Bayesian inference for a partially observed CTMC, without the use of latent variables, has not, to the best of our knowledge, been considered before. We argue that the use of latent variables in this problem is unnecessary and leads to more complex and difficult implementation algorithms. On the other hand, the use of and convergence of the Metropolis–Hastings MCMC sampler is both simpler and faster, as showcased in Sect. 3.1. The Metropolis–Hastings approach is computationally simple yet efficient in comparison with Gibbs samplers based on imputing missing latent observations in the form of CTMC bridges between the partial observations. Both algorithms accurately target the posterior distributions, however high correlations in the bridge sampler steps cause slow mixing and small effective sample sizes per second in this particular setting.

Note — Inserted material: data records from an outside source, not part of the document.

PR #628, opened 2020-06-26
[Release/2.0] Fix | Fix Enclave Session Cache Issue with Azure Database

karinazhou:
This PR is to fix the issue when connecting to Azure SQL databases with secure enclaves. 

The initial enclave session cache key only contains the enclave attestation URL and the server name. It works well with on-prem SQL Servers if we switch between various databases under the same server. However, this will fail for Azure SQL. Sharing the same enclave session among different databases under the same logic Azure server will cause the Azure attestation to fail.  

To fix this issue, the database name is also added to the enclave session cache key.

### DIFF
--- a/doc/snippets/Microsoft.Data.SqlClient/SqlColumnEncryptionEnclaveProvider.xml
+++ b/doc/snippets/Microsoft.Data.SqlClient/SqlColumnEncryptionEnclaveProvider.xml
@@ -21,7 +21,7 @@ the enclave attestation protocol as well as the logic for creating and caching e
             <param name="clientDiffieHellmanKey">A Diffie-Hellman algorithm object that encapsulates a client-side key pair.</param>
             <param name="attestationUrl">The endpoint of an attestation service for attesting the enclave.</param>
             <param name="servername">The name of the SQL Server instance containing the enclave.</param>
-            <param name="database">The database that SqlClient contacts to.</param>
+            <param name="database">The database that SqlClient contacts to request an enclave session.</param>
             <param name="customData">The set of extra data needed for attestating the enclave.</param>
             <param name="customDataLength">The length of the extra data needed for attestating the enclave.</param>
             <param name="sqlEnclaveSession">The requested enclave session or <see langword="null" /> if the provider doesn't implement session caching.</param>
--- a/doc/snippets/Microsoft.Data.SqlClient/SqlColumnEncryptionEnclaveProvider.xml
+++ b/doc/snippets/Microsoft.Data.SqlClient/SqlColumnEncryptionEnclaveProvider.xml
@@ -40,7 +40,7 @@ the enclave attestation protocol as well as the logic for creating and caching e
         <GetEnclaveSession>
             <param name="serverName">The name of the SQL Server instance containing the enclave.</param>
             <param name="attestationUrl">The endpoint of an attestation service, SqlClient contacts to attest the enclave.</param>
-            <param name="database">The database that SqlClient contacts to.</param>
+            <param name="database">The database that SqlClient contacts to request an enclave session.</param>
             <param name="generateCustomData"><see langword="true" /> to indicate that a set of extra data needs to be generated for attestation; otherwise, <see langword="false" />.</param>
             <param name="sqlEnclaveSession">When this method returns, the requested enclave session or <see langword="null" /> if the provider doesn't implement session caching. This parameter is treated as uninitialized.</param>
             <param name="counter">A counter that the enclave provider is expected to increment each time SqlClient retrieves the session from the cache. The purpose of this field is to prevent replay attacks.</param>
--- a/doc/snippets/Microsoft.Data.SqlClient/SqlColumnEncryptionEnclaveProvider.xml
+++ b/doc/snippets/Microsoft.Data.SqlClient/SqlColumnEncryptionEnclaveProvider.xml
@@ -53,7 +53,7 @@ the enclave attestation protocol as well as the logic for creating and caching e
         <InvalidateEnclaveSession>
             <param name="serverName">The name of the SQL Server instance containing the enclave.</param>
             <param name="enclaveAttestationUrl">The endpoint of an attestation service, SqlClient contacts to attest the enclave.</param>
-            <param name="database">The database that SqlClient contacts to.</param>
+            <param name="database">The database that SqlClient contacts to request an enclave session.</param>
             <param name="enclaveSession">The session to be invalidated.</param>
             <summary>When overridden in a derived class, looks up and evicts an enclave session from the enclave session cache, if the provider implements session caching.</summary>
             <remarks>To be added.</remarks>
--- a/doc/snippets/Microsoft.Data.SqlClient/SqlColumnEncryptionEnclaveProvider.xml
+++ b/doc/snippets/Microsoft.Data.SqlClient/SqlColumnEncryptionEnclaveProvider.xml
@@ -21,6 +21,7 @@ the enclave attestation protocol as well as the logic for creating and caching e
             <param name="clientDiffieHellmanKey">A Diffie-Hellman algorithm object that encapsulates a client-side key pair.</param>
             <param name="attestationUrl">The endpoint of an attestation service for attesting the enclave.</param>
             <param name="servername">The name of the SQL Server instance containing the enclave.</param>
+            <param name="database">The database that SqlClient contacts to.</param>
             <param name="customData">The set of extra data needed for attestating the enclave.</param>
             <param name="customDataLength">The length of the extra data needed for attestating the enclave.</param>
             <param name="sqlEnclaveSession">The requested enclave session or <see langword="null" /> if the provider doesn't implement session caching.</param>
@@ -39,6 +40,7 @@ the enclave attestation protocol as well as the logic for creating and caching e
         <GetEnclaveSession>
             <param name="serverName">The name of the SQL Server instance containing the enclave.</param>
             <param name="attestationUrl">The endpoint of an attestation service, SqlClient contacts to attest the enclave.</param>
+            <param name="database">The database that SqlClient contacts to.</param>
             <param name="generateCustomData"><see langword="true" /> to indicate that a set of extra data needs to be generated for attestation; otherwise, <see langword="false" />.</param>
             <param name="sqlEnclaveSession">When this method returns, the requested enclave session or <see langword="null" /> if the provider doesn't implement session caching. This parameter is treated as uninitialized.</param>
             <param name="counter">A counter that the enclave provider is expected to increment each time SqlClient retrieves the session from the cache. The purpose of this field is to prevent replay attacks.</param>
@@ -51,6 +53,7 @@ the enclave attestation protocol as well as the logic for creating and caching e
         <InvalidateEnclaveSession>
             <param name="serverName">The name of the SQL Server instance containing the enclave.</param>
             <param name="enclaveAttestationUrl">The endpoint of an attestation service, SqlClient contacts to attest the enclave.</param>
+            <param name="database">The database that SqlClient contacts to.</param>
             <param name="enclaveSession">The session to be invalidated.</param>
             <summary>When overridden in a derived class, looks up and evicts an enclave session from the enclave session cache, if the provider implements session caching.</summary>
             <remarks>To be added.</remarks>
--- a/src/Microsoft.Data.SqlClient/netcore/src/Microsoft/Data/SqlClient/EnclaveDelegate.NetCoreApp.cs
+++ b/src/Microsoft.Data.SqlClient/netcore/src/Microsoft/Data/SqlClient/EnclaveDelegate.NetCoreApp.cs
@@ -64,11 +64,12 @@ namespace Microsoft.Data.SqlClient
         /// <param name="enclaveType">enclave type</param>
         /// <param name="serverName">servername</param>
         /// <param name="attestationUrl">attestation url for attestation service endpoint</param>
+        /// <param name="database">The database that SqlClient contacts to.</param>
         /// <param name="attestationInfo">attestation info from SQL Server</param>
         /// <param name="attestationParameters">attestation parameters</param>
         /// <param name="customData">A set of extra data needed for attestating the enclave.</param>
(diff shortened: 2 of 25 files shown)


src/Microsoft.Data.SqlClient/netfx/src/Microsoft/Data/SqlClient/EnclaveSessionCache.cs
```diff
@@ -67,9 +67,9 @@ internal SqlEnclaveSession CreateSession(string attestationUrl, string serverNam
         }
 
         // Generates the cache key for the enclave session cache
-        private string GenerateCacheKey(string serverName, string attestationUrl)
+        private string GenerateCacheKey(string serverName, string attestationUrl, string database)
```
ErikEJ, line 70: Maybe use a parameters class instead of passing three strings?

karinazhou: The strings we used are passed from multiple layers of function calls before. From my point of view, it's straightforward to keep using them here instead of wrapping them in an extra class before generating the cache key. Is there any benefit of using a class for this specific function?

ErikEJ: I think a good reason could be to avoid/make it less likely  passing parameters in the wrong order (since all parameters are strings)

karinazhou: Thank you for your explanation. I understand the concerns. If we are going to wrap these strings, I think we need to do it before we pass them to the enclave delegate. It requires the corresponding changes in all enclave providers too.

ErikEJ: It was just a suggestion.

karinazhou: We value your suggestion. The current APIs for enclave providers are inherited from System.Data.SqlClient.SqlColumnEncryptionEnclaveProvider interface. To avoid passing multiple strings for server name, attestation URL, and database name, the APIs need to be updated. It is doable for Microsoft.Data.SqlClient since we have made these APIs internal.

This PR is a hotfix for the GA-2.0.0 which introduces minor impacts on the released driver. I will bring up your suggestions within the team and will probably create a separate PR for the API changes if we are good to go with it.

cheenamalhotra: We will consider this design change in PR for 'master' branch.

cheenamalhotra:
cc @Xtrimmer

src/Microsoft.Data.SqlClient/tests/ManualTests/AlwaysEncrypted/EnclaveAzureDatabaseTests.cs
```diff
@@ -0,0 +1,182 @@
...
+                    using (SqlConnection sqlConnection = new SqlConnection(connStr))
+                    {
+                        sqlConnection.Open();
+                        databaseObjects.ForEach(o => o.Drop(sqlConnection));
+                    }
+                }
+            }
+        }
+    }    
+}
```
cheenamalhotra, line 182: New Line EOF

src/Microsoft.Data.SqlClient/tests/ManualTests/AlwaysEncrypted/EnclaveAzureDatabaseTests.cs
```diff
@@ -0,0 +1,182 @@
...
+                akvColumnMasterKey = new AkvColumnMasterKey(DatabaseHelper.GenerateUniqueName("AKVCMK"), akvUrl: DataTestUtility.AKVUrl, sqlColumnEncryptionAzureKeyVaultProvider, DataTestUtility.EnclaveEnabled);
+                databaseObjects.Add(akvColumnMasterKey);
+
+                akvColumnEncryptionKey= new ColumnEncryptionKey(DatabaseHelper.GenerateUniqueName("AKVCEK"),
+                                                              akvColumnMasterKey,
+                                                              sqlColumnEncryptionAzureKeyVaultProvider);
+                databaseObjects.Add(akvColumnEncryptionKey);
+
+                SqlConnectionStringBuilder connString1 = new SqlConnectionStringBuilder(DataTestUtility.EnclaveAzureDatabaseConnString);
+                connString1.InitialCatalog = "testdb001";
```
cheenamalhotra, line 46: This test class is very specific to our DB setup, so also add that in comments above as "For Internal Use only"

src/Microsoft.Data.SqlClient/tests/ManualTests/DataCommon/DataTestUtility.cs
```diff
@@ -284,6 +289,8 @@ public static bool IsSupportedDataClassification()
 
         public static bool IsDNSCachingSetup() => !string.IsNullOrEmpty(DNSCachingConnString);
 
+        public static bool IsEnclaveAzureDatabaseSetup() => !string.IsNullOrEmpty(EnclaveAzureDatabaseConnString);
```
cheenamalhotra, line 292: The "EnclaveEnabled" keyword in config.json would mislead this case, it would be better to also include that in the condition.

src/Microsoft.Data.SqlClient/tests/ManualTests/AlwaysEncrypted/EnclaveAzureDatabaseTests.cs
```diff
@@ -0,0 +1,182 @@
...
+             
+        public EnclaveAzureDatabaseTests()
+        {
+            if (DataTestUtility.IsEnclaveAzureDatabaseSetup() && DataTestUtility.EnclaveEnabled)
+            {
+                // Initialize AKV provider
+                sqlColumnEncryptionAzureKeyVaultProvider = new SqlColumnEncryptionAzureKeyVaultProvider(AADUtility.AzureActiveDirectoryAuthenticationCallback);
+
+                // Register AKV provider
+                SqlConnection.RegisterColumnEncryptionKeyStoreProviders(customProviders: new Dictionary<string, SqlColumnEncryptionKeyStoreProvider>(capacity: 1, comparer: StringComparer.OrdinalIgnoreCase)
```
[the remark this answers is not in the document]
karinazhou: I have seen our `SQLSetupStrategyAzureKeyVault` class will register the AKVProvider. There is a boolean `isAKVProviderRegistered` to indicate the registration status. I can do a check in the newly added tests to see whether we need to register or not.

src/Microsoft.Data.SqlClient/tests/ManualTests/DataCommon/DataTestUtility.cs
karinazhou: Regarding this `EnclaveEnabled` keyword, we don't actually need it for this test because the Azure DB in the connection string is always enclave-enabled. The connection string check should be enough. I will remove it in the test.

karinazhou: Well, after testing locally, I have seen failures running this test since our current ColumnMasterKey generation will check the DataTestUtility.EnclaveEnabled to determine the key type (allow rich computation or not). I will add this to the test condition as you suggested.

src/Microsoft.Data.SqlClient/netfx/src/Microsoft/Data/SqlClient/EnclaveSessionCache.cs
```diff
@@ -67,9 +67,9 @@ internal SqlEnclaveSession CreateSession(string attestationUrl, string serverNam
...
         {
-            return (serverName + attestationUrl).ToLowerInvariant();
+            return (serverName + database + attestationUrl).ToLowerInvariant();
```
Xtrimmer, line 72: It would be good to add a delimiter character that is not possible to be in the database/server identifier. For example:
If you have a server named `AAB` and a database named `BCC` then together you get `AABBCC`.
Likewise, if you have a server named `AABB` and a database named CC then you still get `AABBCC`
But with a delimiter like '+' then the concatenations would be different: `AAB+BCC` vs `AABB+CC`

src/Microsoft.Data.SqlClient/netcore/src/Microsoft/Data/SqlClient/EnclaveSessionCache.NetCoreApp.cs
```diff
@@ -67,9 +67,9 @@ internal SqlEnclaveSession CreateSession(string attestationUrl, string serverNam
         }
 
         // Generates the cache key for the enclave session cache
-        private string GenerateCacheKey(string serverName, string attestationUrl)
+        private string GenerateCacheKey(string serverName, string attestationUrl, string database)
         {
-            return (serverName + attestationUrl).ToLowerInvariant();
+            return (serverName + database + attestationUrl).ToLowerInvariant();
```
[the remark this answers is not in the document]
karinazhou: @Xtrimmer Good point. I will add the delimiter in between.

src/Microsoft.Data.SqlClient/netcore/src/Microsoft/Data/SqlClient/EnclaveSessionCache.NetCoreApp.cs
```diff
@@ -69,7 +69,7 @@ internal SqlEnclaveSession CreateSession(string attestationUrl, string serverNam
         // Generates the cache key for the enclave session cache
         private string GenerateCacheKey(string serverName, string attestationUrl, string database)
         {
-            return (serverName + database + attestationUrl).ToLowerInvariant();
+            return (serverName + '+' + database + attestationUrl).ToLowerInvariant();
```
ErikEJ, line 72: Can a database name be case sensitive?

karinazhou: No, it is not. You can test it from SSMS.

doc/snippets/Microsoft.Data.SqlClient/SqlColumnEncryptionEnclaveProvider.xml
```diff
@@ -21,6 +21,7 @@ the enclave attestation protocol as well as the logic for creating and caching e
             <param name="clientDiffieHellmanKey">A Diffie-Hellman algorithm object that encapsulates a client-side key pair.</param>
             <param name="attestationUrl">The endpoint of an attestation service for attesting the enclave.</param>
             <param name="servername">The name of the SQL Server instance containing the enclave.</param>
+            <param name="database">The database that SqlClient contacts to.</param>
```
cheenamalhotra, line 24: I see some inconsistencies in description.. could you fix them plz?
```suggestion
            <param name="database">The database that SqlClient contacts to request an enclave session.</param>
```

src/Microsoft.Data.SqlClient/netcore/src/Microsoft/Data/SqlClient/EnclaveDelegate.NetCoreApp.cs
```diff
@@ -64,11 +64,12 @@ internal byte[] GetSerializedAttestationParameters(SqlEnclaveAttestationParamete
         /// <param name="enclaveType">enclave type</param>
         /// <param name="serverName">servername</param>
         /// <param name="attestationUrl">attestation url for attestation service endpoint</param>
+        /// <param name="database">The database that SqlClient contacts to.</param>
```
cheenamalhotra, line 67:
```suggestion
        /// <param name="database">The database that SqlClient contacts to request an enclave session.</param>
```

src/Microsoft.Data.SqlClient/netcore/src/Microsoft/Data/SqlClient/SimulatorEnclaveProvider.NetCoreApp.cs
```diff
@@ -107,10 +107,11 @@ public override void CreateEnclaveSession(byte[] attestationInfo, ECDiffieHellma
         /// </summary>
         /// <param name="serverName">The name of the SQL Server instance containing the enclave.</param>
         /// <param name="enclaveAttestationUrl">The endpoint of an attestation service, SqlClient contacts to attest the enclave.</param>
+        /// <param name="database">The database that SqlClient contacts to.</param>
```
cheenamalhotra, line 110:
```suggestion
        /// <param name="database">The database that SqlClient contacts to request an enclave session.</param>
```

src/Microsoft.Data.SqlClient/netfx/src/Microsoft/Data/SqlClient/EnclaveDelegate.cs
```diff
@@ -42,8 +42,9 @@ internal class EnclaveDelegate
         /// <param name="enclaveType">enclave type</param>
         /// <param name="serverName">server name</param>
         /// <param name="enclaveAttestationUrl">url for attestation endpoint</param>
+        /// <param name="database">The database that SqlClient contacts to.</param>
```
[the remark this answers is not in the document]
cheenamalhotra: [Pending]

src/Microsoft.Data.SqlClient/netfx/src/Microsoft/Data/SqlClient/EnclaveDelegate.cs
```diff
@@ -159,11 +160,12 @@ private byte[] GetUintBytes(string enclaveType, int intValue, string variableNam
         /// <param name="enclaveType">enclave type</param>
         /// <param name="serverName">servername</param>
         /// <param name="attestationUrl">attestation url for attestation service endpoint</param>
+        /// <param name="database">The database that SqlClient contacts to.</param>
```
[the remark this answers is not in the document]
cheenamalhotra: [Pending]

The only complicated aspect to our algorithm is the computation of the exponential of a matrix for which adequate software is now currently available. Our approach is general as it allows for the inference of fully specified generator matrices, i.e. without further constraints than having negative values in the diagonal, non-negative values off the diagonal and zero sum rows. Two approaches were proposed, one for generator matrices with non-zero off-diagonal entries and one for the possibility of such zero entries.